Enclosed is our assessment of the Commission's compliance with the procedural steps required by section 801(a)(1)(B)(i) through (iv) of title 5 with respect to the rule. Our review indicates that the Commission complied with the applicable requirements.

If you have any questions about this report, please contact Michael R. Volpe, Assistant General Counsel, at (202) 512-8236. The official responsible for GAO evaluation work relating to the subject matter of the rule is Richard Hillman, Managing Director, Financial Markets and Community Investment. Mr. Hillman can be reached at (202) 512-8678.

signed

Robert J. Cramer
Associate General Counsel

Enclosure

cc: Nancy Morris
Secretary
Securities and Exchange Commission


ENCLOSURE

REPORT UNDER 5 U.S.C. sect. 801(a)(2)(A) ON A MAJOR RULE
ISSUED BY THE
SECURITIES AND EXCHANGE COMMISSION
ENTITLED
"ACCEPTANCE FROM FOREIGN PRIVATE ISSUERS OF FINANCIAL STATEMENTS PREPARED IN ACCORDANCE WITH INTERNATIONAL FINANCIAL REPORTING STANDARDS WITHOUT RECONCILIATION TO U.S. GAAP"
(RIN: 3235-AJ90)

(i) Cost-benefit analysis

The Commission performed a cost-benefit analysis of the final rule. The analysis included several benefits and several costs resulting from the rule. As an example of a benefit, the Commission explained that acceptance of financial statements prepared using IFRS is expected to help foster the use of IFRS as a way of moving to a single set of globally accepted accounting statements, which the Commission believes will have positive effects on investors. As an example of a cost, the Commission noted that the minimum required information that investors in the U.S. capital markets receive from any foreign private issuer will differ from what it was previously. A potential cost could be incurred if an investor loses information contained in the reconciliation that the investor would use to understand differences in certain financial results under IFRS and U.S. GAAP for a particular issuer.

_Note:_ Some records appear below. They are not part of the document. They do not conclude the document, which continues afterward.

PR #353, opened 2022-06-15
remove micro credentials; @prefix -> PREFIX

### LINKED ISSUE #352: Remove micro-credentials from ontology
For Issue #22, we decided not to keep attributions at the ontology element level but only at the whole level, so remove any that are like that.

nicholascar:
Closes #352


jabhay (approved):
Looks good to me. Thanks for adding the top level attribution.

Issue #170, opened 2021-06-29
highlight collection membership direction in review notes for implementers


FransKnibbe:
This issue results from [discussion of issue 148](https://github.com/opengeospatial/ogc-geosparql/issues/148#issuecomment-867044138). Membership of SpatialObjectCollections is stated at the collection instance (`rdfs:member`). We should ask implementers if this is OK, or that membership declaration is better done at the member instances (isMemberOf), for example because it allows easier data updates.

dr-shorthair:
If they are not familiar with RDF they will not really understand the question. 
The direction of a triple does not matter. 
The graph is still connected. It can still be queried, updated, sorted either way. 
I really think you are introducing unnecessary complexity here.

FransKnibbe:
Would it be OK if I change it to data store implementers only?

dr-shorthair:
OK

jabhay:
- [ ] @jabhay to determine whether OGC has a preferred or standard way of publishing release/change notes.

jabhay:
From @ogcscotts : there is a template for Release Notes [here](https://github.com/opengeospatial/templates/tree/master/release_notes_template)

jabhay:
- [ ] Create release notes
- [ ] Add question of collection membership direction to release notes for implementers

jabhay:
@jabhay will find an example of one of these for us to use as a guide.

jabhay:
See https://github.com/opengeospatial/ogc-geosparql/pull/359

jabhay:
Still requires this change to be made: 

- [ ] Add question of collection membership direction to release notes for implementers

nicholascar:
Final change - to "Add question of collection membership direction to release notes for implementers" - made in PR #362

PR #368, opened 2022-07-28
Fix Issue 170

nicholascar:
Adds the note requested by @FransKnibbe in Issue #170.

Also makes a number of simple updates to the Release Notes. Itemised in commits.

Closes Issue #170


situx (approved):
All good, but I have two suggestions:
1. Maybe we could add the new class diagram to the release notes
2. The RIF rule script is likely to disappear from GeoSPARQL 1.1, so it should also disappear from the release notes, right?

lvdbrink (approved):

PR #369, opened 2022-07-28
RIF redux

### LINKED ISSUE #361: Conduct external review of RIF files
The RIF files for [1.0](https://github.com/opengeospatial/ogc-geosparql/blob/master/1.0/rules.rifps) & [1.1](https://github.com/opengeospatial/ogc-geosparql/blob/master/1.1/rules.rifps) were generated a long time ago and probably haven't been reviewed, certainly not by a person external to the SWG who is familiar with RIF. They should be reviewed

nicholascar:
This PR finalises RIF work in GeoSPARQL 1.1 and the result is...

essentially no change to 1.0. This PR removes the script-built RIF-PS files and reverts to keeping a slightly altered version of the RIF template in the Spec.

(ii) Agency actions relevant to the Regulatory Flexibility Act, 5 U.S.C. sections 603-605, 607, and 609

The Commission certified that the final rule would not have a significant economic impact on a substantial number of small entities. For this reason, the Commission did not prepare a Final Regulatory Flexibility Analysis.

(iii) Agency actions relevant to sections 202-205 of the Unfunded Mandates Reform Act of 1995, 2 U.S.C. sections 1532-1535

The final rule, promulgated by an independent regulatory agency, is not subject to title II of the Unfunded Mandates Reform Act of 1995.

(iv) Other relevant information or requirements under acts and executive orders

Administrative Procedure Act, 5 U.S.C. sections 551 et seq.

The final rule was issued using the notice and comment procedures contained in 5 U.S.C. sect. 553. On July 11, 2007, the Commission published a Notice of Proposed Rulemaking in the Federal Register. 72 Fed. Reg. 37,962. The Commission received approximately 125 comments in response to the proposed rule and responds to those comments in the final rule.

Paperwork Reduction Act, 44 U.S.C. sections 3501-3520

The final rule contains –collection of information— requirements within the meaning of the Paperwork Reduction Act. The Commission submitted these requirements to the Office of Management and Budget for review.

Statutory authorization for the rule

The final rule was promulgated under the authority of sections 6, 7, 10, and 19 of the Securities Act of 1933, as amended, sections 3, 12, 13, 15, 23, and 36 of the Securities and Exchange Act of 1934, and sections 3(c)(2) and 108(c) of the Sarbanes Oxley Act of 2002.

Executive Order No. 12,866

The final rule, promulgated by an independent regulatory agency, is not subject to the review requirements of the order.